Fledermausart siedelt sich auf Golfplatz Andermatt an

Das Jahr 2025 war bei Andermatt Swiss Alps erneut von Bautätigkeiten geprägt, gleichzeitig konnten die Umweltmassnahmen konsequent umgesetzt und weiterentwickelt werden.
Drohnenaufnahme von Andermatt Reuss im April
Bild: Ruedi Käsermann/ASA/zvg

Seit Baubeginn im Jahr 2009 verantwortet der Umweltberater Beat Hodel die übergeordnete Umweltbaubegleitung. Unterstützt wird er durch eine lokale Umweltbaubegleitung, die im Jahr 2025 insgesamt 38 Begehungen durchgeführt hat. Die Umweltüberwachung blieb aufgrund der Bautätigkeiten von Andermatt Swiss Alps intensiv und eng abgestimmt mit den zuständigen Behörden, wie es in einer Mitteilung von Andermatt Swiss Alps heisst.

Im Jahr 2025 standen die Arbeiten in der Zone 4 im Fokus.
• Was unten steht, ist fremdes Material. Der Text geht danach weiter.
PR #851, opened 2018-08-15
Fixes #846, mupit tile obscured

### LINKED ISSUE #846: mupit tile is obscured by data
the mupit tile on the variant detail page is obscured by data

falquaddoomi:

Der Rohbau des Hotels 4C «The Alpinist Andermatt» wurde weiter vorangetrieben, die Flyover-Brücke fertiggestellt sowie zwei Mehrfamilienhäuser in Betrieb genommen. Gleichzeitig starteten die Bauarbeiten für drei weitere Gebäude. Parallel dazu werde die Entwicklung von Andermatt Reuss weiterhin durch eine umfassende Umweltbaubegleitung und ein Umweltmonitoring begleitet, die sowohl die Bautätigkeiten als auch den Betrieb des Golfplatzes und ökologische Aufwertungsmassnahmen umfassen.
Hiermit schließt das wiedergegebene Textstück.